Quebracho refers to a tree species that are native to South America. And the word quebracho in Spanish means “axe breaker” as the species are known for their firm and durable structure. 

Similar to its hardness, the amount of tannin in these trees is incredibly high. After chipping and cooking the logs, the quebracho powder comes with at least 60% tannin. The incredibly high level of tannin makes it one of the best natural dyes as well. This allows the natural dyer to skip the mordanting process. 

Dyeing with quebracho will often create golden browns and brown reds. Yet the extract, which is quite rich in tannin, can also be used with alum mordant. While that is not essential, using an alum substance will result in brighter colors. 


Can you dye fabrics without a mordant?

natural dyes that don't need mordant

Yes, as we mentioned above, there are natural dyes that can be used on cellulose fibers without mordanting. The organic extracts above are great for dyeing without binding solutions. You will see that the colors occur quite naturally when using these dyes. The amount of tannin within them is immense, making them capable of retaining their color on natural fibers.

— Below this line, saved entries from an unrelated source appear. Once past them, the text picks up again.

PR #1048, opened 2026-07-14
Release v0.39.0

lchoquel:
## Release v0.39.0

Bumps version from `0.38.0` to `0.39.0`.

### Highlights

- **From resolved library to typed clients: `pipelex resolve` and `pipelex codegen`** — `pipelex resolve` distills a bundle's whole closure into the normalized library crate — a flat, fully-qualified, fingerprinted snapshot — and `pipelex codegen types` projects it into TypeScript (`ts-zod`) or Python (`python-pydantic`, `python-structures`) artifacts. A trust chain of stamped headers and a `codegen.lock` makes drift detectable offline: `pipelex codegen check` verifies artifacts by pure hashing — no engine, no network, no API key.
- **Validation now fixes what it finds** — When an error has a deterministic safe fix, every surface says so: a 💡 suggested-fix line in the CLI output, a structured `suggested_fix` object in agent and API payloads. The new `pipelex fix bundle` / `pipelex-agent fix bundle` commands apply those fixes in place through a shared fix loop, with `--diff` to preview the changes without writing anything.
- **Smart Inputs: the signature decides the shape** — Inputs are now interpreted top-down against the pipe's declared input signature instead of bottom-up from their shape alone: a bare string becomes the declared concept (never silently degrading to generic `Text`), lists shape element-wise, bare URLs/paths resolve for `Image`/`Document` inputs, and generated input templates default to the light bare-value form.
- **New native concepts: `Date`, `Time`, and `YesNo`** — Built-in concepts for calendar dates (preserving source precision — no fabricated times of day), times of day, and boolean judgments, plus a `time` structure-field type completing the temporal triple. Every native now materializes from its pinned normative definition, so crate fingerprints byte-agree across implementations.

See `CHANGELOG.md` for the full entry, including the `### Added`, `### Changed` (several **Breaking** items), `### Fixed`, and `### Documentation` sections.

https://claude.ai/code/session_01KEVYPaF3KoVqmRFNdgN3mX


lchoquel:
## Codex review triage — 1 finding, confirmed and deferred

**P2 "Preserve extra working-memory entries from stdin envelopes" — ✅ confirmed (real regression), 📝 deferred out of this release by decision.**

Reproduced first-hand on this branch. An upstream sequence 's envelope carries its own inputs alongside its results (`root: ["text", "summary"]`), and `resolve_stdin_inputs` explodes all of them into inputs (`stdin_resolver.py:107-126`), so `InputShaper._check_input_names` (`input_shaper.py:136-142`) kills the run on the first undeclared name even though the declared one is present:

```
$ pipelex-agent run bundle chain.mthds --pipe prepare --inputs '{"text":"..."}' --dry-run --with-memory --format json > up.json
$ cat up.json | pipelex-agent run bundle chain.mthds --pipe classify --dry-run --format json
{"error": true, "error_type": "UnknownInputNameError",
 "message": "Input 'text' is not declared by this pipe. Declared inputs: 'summary'."}
```

It is a **regression vs v0.38.0** (`make_from_pipeline_inputs` took no `input_specs` and did no name check there; `input_shaper.py` does not exist in that tag), introduced with Smart Inputs (#1028). Worth adding to the bot's framing: the chained `run … --with-memory | run … --with-memory | run …` pattern is **taught in the shipped `mthds-plugins` skills** (`mthds-run/SKILL.md`, `shared/mthds-agent-guide.md`), so this is the CLI refusing its own documented output — not a hypothetical.

**Why it still ships:** it fails loudly with a precise, actionable message rather than corrupting data; workarounds exist (narrow the envelope, or pass `--inputs`); and the fix touches the core execution rails — and the MTHDS protocol, for `--runner api` parity — which is not release-day work.

**What landed instead** (8f6ace5, docs only):

- `wip/inputs/envelope-chaining-vs-d8.md` — the repro, the regression evidence, three fix options (recommended: an ignore-extras policy for *envelope-derived* inputs only, threaded along the rails `inputs_base_dir` already uses, keeping D8 strict for flat/file/inline inputs), and the open question of whether envelope chaining is local-runner-only or needs the same signal in the protocol.
- A **known-limitation sentence in the v0.39.0 changelog**, under the existing "Strict input validation (Breaking)" entry, so a user following the chaining docs is not blindsided.
- Follow-up recorded for the `mthds-plugins` skill docs, which teach the now-broken chain.

Thanks @chatgpt-codex-connector — good catch, and correctly scoped to `resolve_stdin_inputs`.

If you do not have any alum available or wish to avoid other methods for environmental concerns, consider using natural dyes above they bite into the fiber and retain their color for a long time.


It is indeed important to follow the base instructions of the dyeing and mordanting process. But the world of natural dyeing encourages us to experiment and get creative. You will often see that the results are never the same even if you use the right ingredients in every dyeing session. That’s the very reason why dyeing with natural extracts is thrilling.

Moreover, not having enough materials for mordanting should not stop you as well. As we have covered in this guide, the world of dyes is rich and has room for freedom and experimentation. Try dyeing those natural fibers of your and achieve the most wonderful tones that will make you proud of your project.